Discovered in an 1928 issue of John O’ London’s is an anecdote illustrating the importance of punctuation in a legal document.
‘Solicitors in their private practice have evolved a language of their own, which weird though it may be, is seldom open to the reproach of obscurity. Very wisely they discard punctuations almost completely. They know that the omission or use of a comma in a legal document can be dangerous. A comma once cost the United States Government £400,000. It was nearly fifty years ago that the United States Congress in drafting a Tariff Bill enumerated in one section the articles to be left free of duty. Amongst these were “all foreign fruit-plants “. The copying clerk in his wisdom removed the hyphen and substituted for it a comma, making the clause read “all foreign fruit, plants, etc “. It took a year to rectify the error, and during that period all oranges, bananas, grapes, and other foreign fruits were admitted free of duty with the big loss to the State already mentioned…’

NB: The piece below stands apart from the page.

PR #3057, opened 2026-06-12
[mod_sofia] Fix broken sip: prefix check in deflect handler

### LINKED ISSUE #3049: SWITCH_MESSAGE_INDICATE_DEFLECT: strcasecmp check broken since FS-6164 (commit 8bf70dcf)
## Version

The loss to the Revenue of that hyphen would be the equivalent of around £20 million today. I wonder if the clerk was fired. We at Jot HQ would love to hear of other costly clerical errors.
A lethally-misplaced comma: It’s said that Roger Casement was hanged because of where the court thought a comma would have been in the mediaeval French text of an Act of Parliament if they had used commas in the middle ages.